§ **Activity**
Your task is to transcribe the entries exactly.
--- Data section Enclosed Below ---
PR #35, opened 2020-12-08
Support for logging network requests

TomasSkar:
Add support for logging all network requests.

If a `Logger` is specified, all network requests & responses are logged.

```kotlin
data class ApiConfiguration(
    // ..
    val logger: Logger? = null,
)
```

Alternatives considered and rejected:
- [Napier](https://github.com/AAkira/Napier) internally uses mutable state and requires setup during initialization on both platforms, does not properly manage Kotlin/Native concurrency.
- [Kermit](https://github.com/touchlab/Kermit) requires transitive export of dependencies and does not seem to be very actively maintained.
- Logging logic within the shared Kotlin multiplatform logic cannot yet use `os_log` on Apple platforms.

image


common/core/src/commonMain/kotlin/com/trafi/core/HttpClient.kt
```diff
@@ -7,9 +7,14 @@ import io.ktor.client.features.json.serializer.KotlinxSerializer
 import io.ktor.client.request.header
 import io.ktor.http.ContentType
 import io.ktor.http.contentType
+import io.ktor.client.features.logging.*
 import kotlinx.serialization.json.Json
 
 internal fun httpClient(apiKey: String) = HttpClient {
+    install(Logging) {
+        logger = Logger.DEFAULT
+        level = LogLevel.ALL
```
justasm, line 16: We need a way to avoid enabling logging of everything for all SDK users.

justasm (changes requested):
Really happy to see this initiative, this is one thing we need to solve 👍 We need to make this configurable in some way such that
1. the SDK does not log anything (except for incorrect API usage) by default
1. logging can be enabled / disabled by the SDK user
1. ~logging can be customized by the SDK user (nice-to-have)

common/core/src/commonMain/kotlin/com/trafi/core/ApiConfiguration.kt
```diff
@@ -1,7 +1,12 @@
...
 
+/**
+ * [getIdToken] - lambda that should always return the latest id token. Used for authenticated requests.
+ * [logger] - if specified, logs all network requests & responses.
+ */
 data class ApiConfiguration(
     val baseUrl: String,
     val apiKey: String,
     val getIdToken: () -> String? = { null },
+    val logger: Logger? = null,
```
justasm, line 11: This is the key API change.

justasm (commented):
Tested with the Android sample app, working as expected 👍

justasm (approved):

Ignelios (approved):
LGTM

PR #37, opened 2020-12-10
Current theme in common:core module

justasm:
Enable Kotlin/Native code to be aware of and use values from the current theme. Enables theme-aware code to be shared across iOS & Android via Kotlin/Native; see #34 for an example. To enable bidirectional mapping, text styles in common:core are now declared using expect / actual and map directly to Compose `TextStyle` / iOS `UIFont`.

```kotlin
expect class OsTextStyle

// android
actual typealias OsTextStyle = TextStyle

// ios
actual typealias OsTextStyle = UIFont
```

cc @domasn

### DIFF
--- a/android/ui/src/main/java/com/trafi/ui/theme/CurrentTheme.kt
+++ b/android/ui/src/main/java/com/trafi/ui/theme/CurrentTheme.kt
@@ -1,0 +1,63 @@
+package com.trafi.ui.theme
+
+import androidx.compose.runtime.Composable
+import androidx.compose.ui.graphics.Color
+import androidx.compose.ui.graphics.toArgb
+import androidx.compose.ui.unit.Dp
--- End of Enclosed Data section ---
§ **Response below**
PR #35, opened 2020-12-08
Support for logging network requests

TomasSkar:
Add support for logging all network requests.

If a `Logger` is specified, all network requests & responses are logged.

```kotlin
data class ApiConfiguration(
    // ..
    val logger: Logger? = null,
)
```

Alternatives considered and rejected:
- [Napier](https://github.com/AAkira/Napier) internally uses mutable state and requires setup during initialization on both platforms, does not properly manage Kotlin/Native concurrency.
- [Kermit](https://github.com/touchlab/Kermit) requires transitive export of dependencies and does not seem to be very actively maintained.
- Logging logic within the shared Kotlin multiplatform logic cannot yet use `os_log` on Apple platforms.

image


common/core/src/commonMain/kotlin/com/trafi/core/HttpClient.kt
```diff
@@ -7,9 +7,14 @@ import io.ktor.client.features.json.serializer.KotlinxSerializer
 import io.ktor.client.request.header
 import io.ktor.http.ContentType
 import io.ktor.http.contentType
+import io.ktor.client.features.logging.*
 import kotlinx.serialization.json.Json
 
 internal fun httpClient(apiKey: String) = HttpClient {
+    install(Logging) {
+        logger = Logger.DEFAULT
+        level = LogLevel.ALL
```
justasm, line 16: We need a way to avoid enabling logging of everything for all SDK users.

justasm (changes requested):
Really happy to see this initiative, this is one thing we need to solve 👍 We need to make this configurable in some way such that
1. the SDK does not log anything (except for incorrect API usage) by default
1. logging can be enabled / disabled by the SDK user
1. ~logging can be customized by the SDK user (nice-to-have)

common/core/src/commonMain/kotlin/com/trafi/core/ApiConfiguration.kt
```diff
@@ -1,7 +1,12 @@
...
 
+/**
+ * [getIdToken] - lambda that should always return the latest id token. Used for authenticated requests.
+ * [logger] - if specified, logs all network requests & responses.
+ */
 data class ApiConfiguration(
     val baseUrl: String,
     val apiKey: String,
     val getIdToken: () -> String? = { null },
+    val logger: Logger? = null,
```
justasm, line 11: This is the key API change.

justasm (commented):
Tested with the Android sample app, working as expected 👍

justasm (approved):

Ignelios (approved):
LGTM

PR #37, opened 2020-12-10
Current theme in common:core module

justasm:
Enable Kotlin/Native code to be aware of and use values from the current theme. Enables theme-aware code to be shared across iOS & Android via Kotlin/Native; see #34 for an example. To enable bidirectional mapping, text styles in common:core are now declared using expect / actual and map directly to Compose `TextStyle` / iOS `UIFont`.

```kotlin
expect class OsTextStyle

// android
actual typealias OsTextStyle = TextStyle

// ios
actual typealias OsTextStyle = UIFont
```

cc @domasn

### DIFF
--- a/android/ui/src/main/java/com/trafi/ui/theme/CurrentTheme.kt
+++ b/android/ui/src/main/java/com/trafi/ui/theme/CurrentTheme.kt
@@ -1,0 +1,63 @@
+package com.trafi.ui.theme
+
+import androidx.compose.runtime.Composable
+import androidx.compose.ui.graphics.Color
+import androidx.compose.ui.graphics.toArgb
+import androidx.compose.ui.unit.Dp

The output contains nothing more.